Scan the entries below for the word "opened" and copy every line in which it occurs.
** MATERIAL PROVIDED follows **
Issue #2352, opened 2021-08-30
Create guideline "how-to-changelog"


BridgeAR:
# Feature request

## Description

As a developer I want to know how to write changelogs so that the changelog entries are written in a user friendly way that is also presentable in our "whats new" section.

## Acceptance criteria
- Create a documentation that outlines how, where and when to create changelog entries (technical)
- Make sure to include what the changelog entry should contain:
  - a PR / issue link
  - a comprehensive description
  - screenshots of changed functionality
  - ...

PR #2358, opened 2021-09-06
** End of MATERIAL PROVIDED **
TASK OUTPUT:
Issue #2352, opened 2021-08-30
PR #2358, opened 2021-09-06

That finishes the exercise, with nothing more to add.